Google security researchers say they’ve identified efforts by at least two nation state-backed hackers against the Trump and Biden presidential campaigns.
Shane Huntley, director for Google’s Threat Analysis Group, said in a tweet that hackers backed by China and Iran recently targeted the campaigns using malicious phishing emails. But, Huntley said, there are “no signs of compromise” and that the campaigns were both alerted to the attempts.

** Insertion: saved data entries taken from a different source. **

PR #476, opened 2024-09-17
pcre2_compile: make erroroffsets returned from read_number() more accurate

carenas:
A "fixup" to the bug addressed by #472, and that corrects a small regression introduced there
where group numbers larger than 65535 will report and even less accurate erroroffset.

### DIFF
--- a/src/pcre2_compile.c
+++ b/src/pcre2_compile.c
@@ -1351,7 +1351,7 @@ Arguments:
   allow_sign  if < 0, sign not allowed; if >= 0, sign is relative to this
   max_value   the largest number allowed;
               you must not pass a value for max_value larger than
-              INT_MAX/10 - 1 because read_number() relies on max_value to
+              INT_MAX/10 - 1 because this function relies on max_value to
               avoid integer overflow
   max_error   the error to give for an over-large number
   intptr      where to put the result
@@ -1370,6 +1370,8 @@ int sign = 0;
 uint32_t n = 0;
 PCRE2_SPTR ptr = *ptrptr;
 BOOL yield = FALSE;
+
+PCRE2_ASSERT(max_value <= INT_MAX/10 - 1);
 
 *errorcodeptr = 0;
 
@@ -1395,6 +1397,7 @@ while (ptr < ptrend && IS_DIGIT(*ptr))
   if (n > max_value)
     {
     *errorcodeptr = max_error;
+    while (ptr < ptrend && IS_DIGIT(*ptr)) ptr++;
     goto EXIT;
     }
   }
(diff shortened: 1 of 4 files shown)


src/pcre2_compile.c
```diff
@@ -1906,15 +1907,15 @@ else
...
+      if (read_number(&ptr, ptrend, -1, INT_MAX/10 - 1, ERR61, &s, errorcodeptr) &&
           (s < 10 || oldptr[-1] >= CHAR_8 || s <= (int)cb->bracount))
         {
         if (s > (int)MAX_GROUP_NUMBER) *errorcodeptr = ERR61;
           else escape = -s;     /* Indicates a back reference */
         break;
         }
 
-      ptr = oldptr;      /* Put the pointer back and fall through */
+      if (c <= CHAR_7) ptr = oldptr; /* Put the pointer back for fall through */
```
NWilson, line 1918: Okay... this seems convoluted to me. The check for `oldptr[-1] >= CHAR_8` was previously done in one single place. Now you've effectively duplicated that check in two locations (and inverted the logic here).

And, you've changed it so that `errorcodeptr` state is now polluted, but is later conditionally un-polluted, with a third check on `if (c >= CHAR_8) break`.

Personally, that seems less clear.

But, I have tested the code with all the possible scenarios:
* Single digit, starting with 1, or with 8
* Two-digit, starting with 1 or with 8
* < bracount
* > bracount
* read_number() overflow, starting with 1, or with 8

Everything... seems to work, I think? So this PR is equally correct as mine, it just adds some extra conditional logic.

src/pcre2_compile.c
```diff
@@ -1392,6 +1392,7 @@ while (ptr < ptrend && IS_DIGIT(*ptr))
   if (n > max_value)
     {
     *errorcodeptr = max_error;
+    while (ptr < ptrend && IS_DIGIT(*ptr)) ptr++;
```
NWilson, line 1395: I approve. I think we should do this change, but perhaps in a separate PR.

NWilson: Here, we're advancing `ptr`. We could equally well rewind the `ptr` back to the beginning of the digits, which might actually be better.

But really, it's an almost irrelevant nitpick.

carenas: Perl does report the bad offset at the end of the number (hence the preference to do the same).

Agree that in this specific case, where the error is recoverable and we are planning to rewind and read the number again, it might make sense to do the opposite though, but it might be a surprise to future users that expect `ptr` to point past the error from other similar functions.

src/pcre2_compile.c
carenas: Was trying to minimize the change, but hopefully the new version (which does a little more refactoring to clean the currently messy code) is clearer.

Historically, resetting of `ptr` was meant to be only done in preparation for the fallback which is why I changed the comment, but could had used a little more verbosity to the change.

src/pcre2_compile.c
NWilson: Great! Let's advance the pointer then, for consistency.

NWilson (approved):
A nice set of changes! Cool.

zherczeg (approved):
LGTM

src/pcre2_compile.c
```diff
@@ -1940,19 +1943,19 @@ else
...
-      case we treat the group number as too-large (since it may be larger than
-      INT_MAX we cannot return it for the caller to check).
+      read_number() is a number that is too large to be a group number. Because
+      that number might be still valid if read as an octal, errorcodeptr is not
+      set on failure, and therefore we rely on its value being slightly
+      bigger than MAX_GROUP_NUMBER to set it, if not falling through. */
 
-      \1 to \9 are always back references. \8x and \9x are too; \1x to \7x
-      are octal escapes if there are not that many previous captures. */
+      read_number(&ptr, ptrend, -1, MAX_GROUP_NUMBER, 0, &s, errorcodeptr);
```
NWilson, line 1951: You changed the code since I reviewed. You're now ignoring the return value from `read_number`, and baking in the assumption that when `read_number` returns false, `s` will be populated with the partially-parsed value.

That seems nasty. You should keep the check on its return value.

NWilson (changes requested):

src/pcre2_compile.c
carenas: > `s` will be populated with the partially-parsed value.

the partially parsed value, but one that would be slightly larger than  MAX_GROUP_NUMBER which will be returned by the function in those cases.

> That seems nasty. You should keep the check on its return value

OK, but then I would also document better how the IMHO equally bogus value we are going to use is relevant to the code below.

zherczeg (approved):
LGTM

src/pcre2_compile.c
NWilson: I'd prefer to think of it as a "sentinel value" than a "bogus value". 😉 

But thank you for updating the comments.

I'm happy knowing that the code can't be broken accidentally by refactoring, especially with the assertion you added.

PR #674, opened 2019-03-28
docs: update graphics in README

edvald:


README.md
```diff
@@ -8,6 +8,10 @@ Garden is a _development orchestrator_ for Kubernetes, containers and functions,
 
 It is centered around the [Stack Graph](https://docs.garden.io/basics/stack-graph), which allows you to fully codify how each part of your stack is built, deployed and tested—making your workflow reproducible and portable.
```
eysi09: Not a part of this PR, but I was wondering if we could rephrase this to also explain what the stack graph is. Something like:

"It is centered around the [Stack Graph](https://docs.garden.io/basics/stack-graph), a graph (or data?) structure that fully codifies how each part of your stack is built, deployed and tested—making your workflow reproducible and portable."

PR #684, opened 2019-04-01
fix(dashboard): add toggle control for sidebar 

benstov:


eysi09:
It would be good if you could rename the pull request to something more descriptive and also add some description. (When you make a PR with just one commit, Github uses the git message for the PR title and description. When the PR contains several commits, Github just uses the branch name. So in this case we get "Dashboard uistate hacks" which doesn't really describe what the PR does.)

We should also squash the last three commits.

dashboard/src/app.tsx
```diff
@@ -27,58 +26,103 @@ import { DataProvider } from "./context/data"
 import { NavLink } from "./components/links"
 
 import logo from "./assets/logo.png"
+import { ReactComponent as Hamburger } from "./assets/hamburger.svg"
```
eysi09: How does this work? Where does ReactComponent come from?

PR #690, opened 2019-04-03
feat(config): add var alias for variables template key

edvald:
Because why not?


eysi09:
Should we remove `variables` altogether for the next minor release?

edvald:
I'm not sure we want that, but we might remove it from documentation at least or flag it as deprecated.

PR #698, opened 2019-04-05
feat(core): add module include field and use content hash for versions

### LINKED ISSUE #328: Support .gardenignore in subdirectories

### LINKED ISSUE #603: Support specifying source paths in module configuration
We should add an optional `sourcePaths` field to module configurations, to enable specifying the path/paths where the module's sources reside.

These paths could e.g. be relative paths from project root, and should be independent of the location of the `garden.yml` file where the module configuration in question resides.

edvald:
This changes the version handling to no longer rely on git commit hashes
but instead use content hashes on all included files.

Also added is the `include` field on modules, which allows for control
over which files are considered part of the module sources.

Further, this improves handling of .gardenignore files, so they now
work in subdirectories as well as the project root.

Note: .gitignore files no longer factor in when evaluating module versions.
Use .gardenignore files instead (same format) to exclude files from
file watching and versioning in Garden.

Closes #328
Closes #603


garden-service/src/watch.ts
```diff
@@ -74,41 +76,70 @@ export class Watcher {
     }
   }
 
+  private makeFileAddedHandler(modules: Module[]) {
+    return this.wrapAsync(async (path: string) => {
+      this.log.debug(`Watcher: File ${path} added`)
+
+      const changedModules = await Bluebird.filter(modules, async (m) => {
```
thsig: The number of string comparisons here is linear in the number of tracked files in the project.

Maybe we should load the file paths into a `Set` instead? E.g.
```javascript
const changedModules = await Bluebird.filter(modules, async (m) => {
  const paths = Set.new(files.map(f => f.path))
  return paths.has(f.path)
})
```
Just mentioning it since the watch delay is performance-sensitive for the user.

PR #699, opened 2019-04-05
fix(run): correctly ignore task dependencies

thsig:
Before this fix, the run module and run service commands would fail if any of the corresponding module's services had a task dependency.

For example, `garden run module hello "node"` and `garden run service hello` in the `tasks` example project both failed before this change (because the `hello` service has a task dependency).

### DIFF
--- a/garden-service/src/commands/run/service.ts
+++ b/garden-service/src/commands/run/service.ts
@@ -15,9 +15,8 @@ import {
   CommandResult,
   StringParameter,
 } from "../base"
-import { printRuntimeContext } from "./run"
+import { printRuntimeContext, runtimeContextForServiceDeps } from "./run"
 import dedent = require("dedent")
-import { prepareRuntimeContext } from "../../types/service"
 import { logHeader } from "../../logger/util"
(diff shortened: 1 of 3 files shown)


garden-service/src/commands/run/service.ts
```diff
@@ -71,8 +71,11 @@ export class RunServiceCommand extends Command<Args, Opts> {
     await garden.addTask(pushTask)
     await garden.processTasks()
 
-    const dependencies = await graph.getServices(module.serviceDependencyNames)
-    const runtimeContext = await prepareRuntimeContext(garden, graph, module, dependencies)
+    // combine all dependencies for all services in the module, to be sure we have all the context we need
+    const depNames = module.serviceDependencyNames
+    const allServices = await graph.getServices()
+    const deps = allServices.filter(s => depNames.includes(s.name))
+    const runtimeContext = await prepareRuntimeContext(garden, graph, module, deps)
```
edvald: Could we deduplicate the code across the files? Looks to be exactly the same.

PR #710, opened 2019-04-10
improvement(config-graph): add more data to rendered graph nodes

eysi09:


garden-service/src/config-graph.ts
```diff
@@ -524,9 +552,47 @@ export class DependencyGraphNode {
...
+          ...renderedNode,
+        }
+      case "run":
+        return {
+          type,
+          taskName: this.name,
+          ...renderedNode,
+        }
+      case "test":
+        const { testName } = parseTestKey(this.name)
```
thsig: Maybe I'm misunderstanding something here, but couldn't this be read directly from `this.testName`?

garden-service/src/config-graph.ts
```diff
@@ -576,6 +642,15 @@ function nodeKey(type: DependencyGraphNodeType, name: string) {
   return `${type}.${name}`
 }
 
+function testKey(moduleName: string, testName: string) {
+  return `${moduleName}.${testName}`
+}
+
+function parseTestKey(key: string) {
```
thsig: If the above comment is valid, then this function can be removed.

garden-service/src/config-graph.ts
eysi09: There is no `this.testName`.

eysi09: ...but perhaps the function is a little superfluous.

PR #712, opened 2019-04-10
fix(vcs): fixed path handling for modified files

thsig:
This fixes an issue with the new version hash calculation logic where tests would not be re-run even if their underlying module sources changed.

Because the relative paths being used were relativized from different starting directories (git root VS module root), the modified file paths weren't matching with the module file paths.

### DIFF
--- a/garden-service/test/unit/src/vcs/git.ts
+++ b/garden-service/test/unit/src/vcs/git.ts
@@ -59,14 +59,42 @@ describe("GitHandler", () => {
       ])
     })
 
-    it("should return untracked files as absolute paths with hash", async () => {
-      await createFile(join(tmpPath, "foo.txt"))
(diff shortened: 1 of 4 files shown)


garden-service/test/unit/src/vcs/git.ts
```diff
@@ -59,6 +59,24 @@ describe("GitHandler", () => {
       ])
     })
 
+    it("should return different hashes before and after a file is modified", async () => {
```
eysi09: Do we also check this for untracked files?

edvald: The test below should catch those, but we should probably add another one (actually for this new test as well) to make sure we cover both path cases (calling from module root and git root).

thsig: Added some more here—was this what you had in mind?

PR #713, opened 2019-04-11
fix(config-graph): remove superfluous data from rendered graph nodes

eysi09:


eysi09:
@thsig Sorry for the back and forth on this one :)

PR #715, opened 2019-04-11
feat(dashboard): add 'more info' pane to stack graph

benstov:
- added icons to the graph
- added right pane that shows up upon one of the graph nodes of type "test"/"run"
- added command ```get task-result <task_name>```
- added command ```get test-result <test_name> <module_name>```
Screenshot 2019-04-25 at 16 03 06


dashboard/src/util/helpers.ts
```diff
@@ -12,3 +12,23 @@ import { ModuleConfig } from "../api/types"
 export function getServiceNames(moduleConfigs: ModuleConfig[]) {
   return flatten(moduleConfigs.map(m => m.serviceConfigs.map(s => s.name)))
 }
+
+export function timeConversion(millisec) {
```
edvald: Isn't there a library function we can use for this? Something in moment.js for example.

dashboard/src/api/types.ts
```diff
@@ -84,11 +86,20 @@ export interface FetchConfigResponse {
   moduleConfigs: ModuleConfig[]
 }
 
-export type RenderedNode = { type: RenderedNodeType, name: string }
+export type RenderedNode = { key: string, type: RenderedNodeType, name: string, moduleName: string }
 
-export type RenderedNodeType = "build" | "deploy" | "run" | "test" | "push" | "publish"
+export type RenderedNodeType =
```
eysi09: Any particular reason you changed the format here?

dashboard/src/app.tsx
```diff
@@ -32,8 +35,8 @@ import { UiStateProvider, UiStateContext } from "./context/ui"
 
 // Style and align properly
 const Logo = styled.img`
-  height: auto;
-  width: 100%;
+  height: 67px;
```
eysi09: Shouldn't the other value be `auto` so that the dimensions stay correct? Also we should use `rem`s here, right?

dashboard/src/components/graph/index.tsx
```diff
@@ -48,11 +49,18 @@ export interface Graph {
 const MIN_CHART_WIDTH = 200
 const MIN_CHART_HEIGHT = 200
 
-function drawChart(graph: Graph, width: number, height: number) {
+function drawChart(
```
eysi09: Same as above, why change the format?

dashboard/src/components/graph/index.tsx
```diff
@@ -48,11 +49,18 @@ export interface Graph {
...
+  graph: Graph,
+  width: number,
+  height: number,
+  onNodeSelected: (string) => void,
+) {
   // Create the input graph
   const g = new dagreD3.graphlib.Graph()
     .setGraph({})
-    .setDefaultEdgeLabel(function() { return {} })
+    .setDefaultEdgeLabel(function() {
```
eysi09: Format again. We should actually just remove this line since it doesn't do anything.

dashboard/src/components/graph/index.tsx
```diff
@@ -115,16 +125,25 @@ function drawChart(graph: Graph, width: number, height: number) {
   // svg.attr("height", Math.max(graphHeight, MIN_CHART_HEIGHT))
 
   // Center the graph
-  const xCenterOffset = (parseInt(svg.attr("width"), 10) - g.graph().width * initialScale) / 2
-  const yCenterOffset = (parseInt(svg.attr("height"), 10) - g.graph().height * initialScale) / 2
-  const zoomTranslate = d3.zoomIdentity.translate(xCenterOffset, yCenterOffset).scale(initialScale)
+  const xCenterOffset =
```
eysi09: Ok, I'm assuming all these format changes happened automatically. Perhaps it's line length setting thing. In any case we should make sure we both have the same settings so that the format doesn't keep jumping round.

dashboard/src/components/graph/index.tsx
```diff
@@ -134,28 +153,18 @@ interface State {
...
-  if (type === "test") {
-    type += ` (${nameParts[1]})`
-  }
-  return "<div class='label-wrap'><span class='name'>" +
-    nameParts[0] + "</span><br /><span class='type'>" + type + "</span></div>"
+const makeLabel = (name: string, type: string, moduleName: string) => {
+  return `
+    <div class='label-wrap'>
+      <span class='name'>${moduleName === name ? `${moduleName}` : `${moduleName} - ${name}`}</span>
+
```
eysi09: Remove empty line.

dashboard/src/components/overview.tsx
```diff
@@ -75,17 +75,32 @@ interface IngressesProp {
   ingresses: ServiceIngress[]
 }
 
+const startAndEnd = (str) => {
```
eysi09: Nice. But could you rename it to `truncateMiddle` or similar.

eysi09:
@benstov and @edvald. I was wondering if the left pane should slide over the graph itself and cover it, instead of pushing it to the side and making it shrink. Making it shrink can look weird when there's a lot of nodes. 

The downside is that you won't reach graph nodes that are under the pane unless you close the pane first.

garden-service/src/commands/get/get-task-result.ts
```diff
@@ -0,0 +1,111 @@
...
+  async action({
+    garden,
+    log,
+    args,
+  }: CommandParams<Args>): Promise<CommandResult<TaskResultOutput>> {
+    const taskName = args.name
+
+    if (!taskName) {
+      throw new ParameterError(
+        `Failed to find task, provided task name is cannot be empty.`,
```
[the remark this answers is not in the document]
benstov: i guess you're right, I forgot about this flag

dashboard/src/components/graph/index.tsx
benstov: yes, lets sync on that one.

eysi09:
Some notes on the UI from my end:

- Task graph nodes that aren't clickable shouldn't have a cursor
- Info pane needs a "close" button
- I still think the dashboard info pane should cover the graph, not push it to the side. We could even use React modal (like we used on the website) for this but just position it differently. See screenshot below. If we stick to the current layout, we should manually trigger a resize event which will re-draw the graph so that it gets centred again after the pane opens. 
- The tab/label looks a little out of place imo.
- Use different styling between *key* and *value* in the info list table and skip the colon. E.g. make "Module Name" bold and "node-service" normal.
- The terminal output font size could be smaller in my opinion.

Screenshot 2019-04-17 at 09 39 34

garden-service/src/commands/get/get-task-result.ts
```diff
@@ -0,0 +1,101 @@
+/*
```
eysi09: This command needs tests.

garden-service/src/commands/get/get-test-result.ts
```diff
@@ -0,0 +1,124 @@
+/*
```
eysi09: This command also needs tests.

dashboard/src/components/graph/index.tsx
```diff
@@ -70,10 +78,10 @@ function drawChart(graph: Graph, width: number, height: number) {
     // Round the corners of the nodes
     node.rx = node.ry = 5
     // Add more padding
-    node.paddingBottom = 20
-    node.paddingTop = 20
-    node.paddingLeft = 20
-    node.paddingRight = 20
+    node.paddingBottom = 0
```
eysi09: Can't we just skip this altogether? Or is there some default padding? If there's default padding we should change the comment above to "Add less padding".

dashboard/src/components/graph/index.tsx
```diff
@@ -115,16 +125,26 @@ function drawChart(graph: Graph, width: number, height: number) {
   // svg.attr("height", Math.max(graphHeight, MIN_CHART_HEIGHT))
 
   // Center the graph
-  const xCenterOffset = (parseInt(svg.attr("width"), 10) - g.graph().width * initialScale) / 2
-  const yCenterOffset = (parseInt(svg.attr("height"), 10) - g.graph().height * initialScale) / 2
-  const zoomTranslate = d3.zoomIdentity.translate(xCenterOffset, yCenterOffset).scale(initialScale)
+  const xCenterOffset =
```
eysi09: Can you revert the unnecessary format changes?

dashboard/src/components/graph/index.tsx
```diff
@@ -251,6 +275,10 @@ class Chart extends Component<Props, State> {
     if (prevState.filters !== this.state.filters) {
       this.drawChart()
     }
+
+    if (_prevProps.selectedGraphNode !== this.props.selectedGraphNode) {
```
eysi09: Remove underscore and add type annotation to the parameter where the function is defined. Like `  componentDidUpdate(prevProps: Props, prevState: State) {`.

I just put the underscore because originally `prevProps` wasn't used.

eysi09:
I'd suggest having a standalone `InfoPane` component that handles the switch case logic that's currently in `containers/graph.tsx`. 

That component could also be responsible for preparing the data for the child components, e.g. calculating the `startedAt` values and such. That would prevent some of the logic that's duplicated between `TaskResultNodeInfo` and `TestResultNodeInfo`. 

That being said, let's just merge this and revisit when we add more stuff to the Info pane.

dashboard/src/containers/test-result-node-info.tsx
```diff
@@ -0,0 +1,205 @@
...
+}) => {
+  const {
+    actions: { loadTestResult },
+    store: { testResult },
+  } = useContext(DataContext)
+  const {
+    actions: { clearGraphNodeSelection },
+  } = useContext(UiStateContext)
+
+  useEffect(() => loadTestResult({ name, module }, true), [])
```
eysi09: You need to add `name` and `module` to the array. Like so:

```
  useEffect(() => loadTestResult({ name, module }, true), [name, module])
```

eysi09:
Once we've resolved this last batch of comments, I think we're good to merge!

eysi09:
Oh and one more: We should label the commit type as a `feat`, not `improvement`.

PR #719, opened 2019-04-16
docs: fix a few issues and improve the generated reference docs

edvald:
1. Some docs had not been updated recently due to a bug
2. The Maven Container module type was not documented
3. We were still using the old config style
4. Added specific docs for each module type
5. Moved schema handling and description to a plugin handler

### DIFF
--- a/garden-service/src/docs/config.ts
+++ b/garden-service/src/docs/config.ts
@@ -18,54 +18,44 @@ import {
   get,
   flatten,
   padEnd,
+  uniq,
+  startCase,
 } from "lodash"
-import { containerModuleSpecSchema } from "../plugins/container/config"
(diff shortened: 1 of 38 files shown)


garden-service/src/docs/config.ts
```diff
@@ -407,31 +397,65 @@ function renderModuleTypeReference(schema: Joi.ObjectSchema, name: string) {
...
+        ],
+      },
+    },
+  })
+
   // Render provider docs
   const providerDir = resolve(referenceDir, "providers")
   for (const { name, schema } of providers) {
     const path = resolve(providerDir, `${name}.md`)
+    console.log("->", path)
```
eysi09: This is intentional, right?

edvald: Yes, it is.

PR #720, opened 2019-04-17
Support Microk8s

### LINKED ISSUE #406: Support MicroK8s
We should add explicit support for https://microk8s.io. Should be an easy addition to the `local-kubernetes` plugin, similar to the `minikube` support.

### LINKED ISSUE #711: Error with multiple entries in KUBECONFIG env var
### Current Behavior

If I set a `KUBECONFIG` environment variable with multiple paths (as is supported by `kubectl`), e.g. `KUBECONFIG=/Users/me/.kube/config:/Users/me/.kube/k3s.yaml`, Garden crashes with `can't read property server of null`.

### Expected behavior

We should read the configuration from all config files listed in `KUBECONFIG`, and we should throw a clearer error when loading the configs fails.

### Reproducible example

```
# from the garden repo
cd examples/simple-project
export KUBECONFIG=$HOME/.kube/config:$HOME/.kube/k3s.yaml # (or any other kubeconfig path)
garden deploy
```

### Workaround

Set the `KUBECONFIG` variable to the appropriate path when running `garden`. For example:
```
KUBECONFIG=$HOME/.kube/config garden
``` 
You can also alias `garden` to include the modified variable:
```
alias garden='KUBECONFIG=$HOME/.kube/config garden'
``` 

### Suggested solution(s)

We either need to implement our own handling of the variable, because the library we use doesn't support this, or split and use only the first path in the env variable.

We also need to improve error handling when initializing the Kubernetes API wrapper.

### Your environment

`garden version`
v0.9.7

edvald:
Closes #406 
Closes #711

### DIFF
--- a/docs/basics/installation.md
+++ b/docs/basics/installation.md
@@ -93,6 +93,33 @@ Use your preferred method or package manager to install `git` and `rsync`. On Ub
 
 Once you have the dependencies set up, download the Garden CLI for your platform from our [latest release](https://github.com/garden-io/garden/releases/latest) page, extract and make sure it is on your PATH. E.g. by extracting to `~/.garden/bin` and adding `export PATH=$PATH:~/.garden/bin` to your `.bashrc` or `.zshrc` file.
 
+## MicroK8s
+
+Garden can be used with [MicroK8s](https://microk8s.io) on supported Linux platforms.
+
+To install it, please follow [their instructions](https://microk8s.io/docs/).
+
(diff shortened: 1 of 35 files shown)


edvald:
@ellenkorbes can you give this a spin?

edvald:
#723 should fix the CI issue

edvald:
I've tested this myself with microk8s in an Ubuntu 18.04 VM. Seems to work as expected. I've done my own tests for both, but we should make sure nothing breaks with Docker for Desktop and Minikube along the way.

Probably best to review individual commits here btw.

PR #725, opened 2019-04-18
feat(cli): allow --hot=* in dev/deploy commands

thsig:
Passing an asterisk (`*`) to the `--hot`/`--hot-reload` option deploys all compatible services with hot reloading enabled (i.e. all services belonging to a module specifying the `hotReload` field).

Also throw an error before initializing the environment or proceeding with deployment if one or more service names passed to the `--hot`/`--hotReload` option aren't configured for hot reloading.

### DIFF
--- a/docs/reference/commands.md
+++ b/docs/reference/commands.md
@@ -146,13 +146,14 @@ Optionally stays running and automatically re-builds and re-deploys services if 
 
 Examples:
 
-    garden deploy                         # deploy all modules in the project
-    garden deploy my-service              # only deploy my-service
-    garden deploy service-a,service-b     # only deploy service-a and service-b
-    garden deploy --force                 # force re-deploy of modules, even if they're already deployed
-    garden deploy --watch                 # watch for changes to code
-    garden deploy --watch --hot-reload=my-service # deploys all services, with hot reloading enabled for my-service
-    garden deploy --env stage             # deploy your services to an environment called stage
+    garden deploy                      # deploy all modules in the project
+    garden deploy my-service           # only deploy my-service
+    garden deploy service-a,service-b  # only deploy service-a and service-b
+    garden deploy --force              # force re-deploy of modules, even if they're already deployed
+    garden deploy --watch              # watch for changes to code
+    garden deploy --hot=my-service     # deploys all services, with hot reloading enabled for my-service
+    garden deploy --hot=*              # deploys all compatible services with hot reloading enabled
+    garden deploy --env stage          # deploy your services to an environment called stage
 
 ##### Usage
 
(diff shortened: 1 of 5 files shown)


docs/reference/commands.md
```diff
@@ -171,7 +172,7 @@ Examples:
   | `--force` |  | boolean | Force redeploy of service(s).
   | `--force-build` |  | boolean | Force rebuild of module(s).
   | `--watch` | `-w` | boolean | Watch for changes in module(s) and auto-deploy.
-  | `--hot-reload` | `-hot` | array:string | The name(s) of the service(s) to deploy with hot reloading enabled. Use comma as a separator to specify multiple services. When this option is used, the command is run in watch mode (i.e. implicitly assumes the --watch/-w flag).
+  | `--hot-reload` | `-hot` | array:string | The name(s) of the service(s) to deploy with hot reloading enabled. Use comma as a separator to specify multiple services. Use * to deploy all services with hot reloading enabled (ignores services belonging to modules that don&#x27;t specify the hotReload field). When this option is used, the command is run in watch mode (i.e. implicitly assumes the --watch/-w flag).
```
edvald: I'd suggest "that don&#x27;t specify the hotReload field" -> "that don't support or haven't configured hot reloading" (since the field is specific to the container module type)

docs/using-garden/hot-reload.md
```diff
@@ -8,6 +8,8 @@ For example, services that can be run with a file system watcher that automatica
 
 Currently, services are only deployed with hot reloading enabled when their names are passed to the `--hot` option via `garden deploy` or `garden dev` commands (e.g. `garden dev --hot=foo-service,bar-service`). If these services don't belong to a module defining a `hotReload` configuration (see below for an example), an error will be thrown if their names are passed to the `--hot` option.
 
+You can also pass `*` (e.g. `--hot=*`/`--hot-reload=*`) to deploy all compatible services with hot reloading enabled (i.e. all services belonging to a module that defines a `hotReload` configuration).
```
edvald: Same as my other comment.

garden-service/src/commands/helpers.ts
```diff
@@ -0,0 +1,39 @@
...
+
+import { ConfigGraph } from "../config-graph"
+
+export async function getHotReloadServiceNames(
+  namesFromOpt: string[] | undefined, configGraph: ConfigGraph,
+) {
+  const names = namesFromOpt || []
+  if (names[0] === "*") {
+    return (await configGraph.getServices())
+      .filter(s => !!s.module.spec.hotReload)
```
edvald: This check doesn't really work except for specific module types. Might be out of scope for this PR to fix it, but we generally should never "peek" into the type-specific spec at the framework level.

garden-service/src/commands/helpers.ts
```diff
@@ -0,0 +1,39 @@
...
+
+/**
+ * Returns an error message string if one or more serviceNames refers to a service that's not configured for
+ * hot reloading, or if one or more of serviceNames referes to a non-existent service. Returns null otherwise.
+ */
+export async function validateHotReloadServiceNames(
+  serviceNames: string[], configGraph: ConfigGraph,
+): Promise<string | null> {
+  const services = await configGraph.getServices(serviceNames)
+  const invalidNames = services.filter(s => !s.module.spec.hotReload).map(s => s.name)
```
edvald: Same note as above, but we should at least deduplicate the code here.

garden-service/src/commands/helpers.ts
thsig: Yeah, good point. I was thinking of this check as a proxy for "the module uses the `hotReload` field, and its module type defines the `hotReload` field", but I guess it's a bit too specific.

How would you prefer to go about this here?

edvald: I think it could be as simple as making `hotReload` a native `ModuleConfig` field, in the same way `build` is.

edvald: But we can leave that for another PR, maybe just make a note or issue for it.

When reached by TechCrunch, a Google spokesperson reiterated the findings:
“We can confirm that our Threat Analysis Group recently saw phishing attempts from a Chinese group targeting the personal email accounts of Biden campaign staff and an Iranian group targeting the personal email accounts of Trump campaign staff. We didn’t see evidence that these attempts were successful. We sent the targeted users our standard government-backed attack warning and we referred this information to federal law enforcement. We encourage campaign staff to use extra protection for their work and personal emails, and we offer security resources such as our Advanced Protection Program and free security keys for qualifying campaigns.”
Spokespeople for the Biden and Trump campaigns did not immediately comment. We’ll update if we hear back.
Huntley said in a follow-up tweet that the hackers were identified as China’s APT31 and Iran’s APT35, both of which are known to target government officials. But it’s not the first time that the Trump campaign has been targeted by Iranian hackers. Microsoft last year blamed APT35 group for targeting what later transpired to be the Trump campaign.
Since last year’s attempted attacks, both the Democrats and Republicans improved their cybersecurity at the campaign level. The Democrats recently updated their security checklist for campaigns and published recommendations for countering disinformation, and the Republicans have put on training sessions to better educate campaign officials.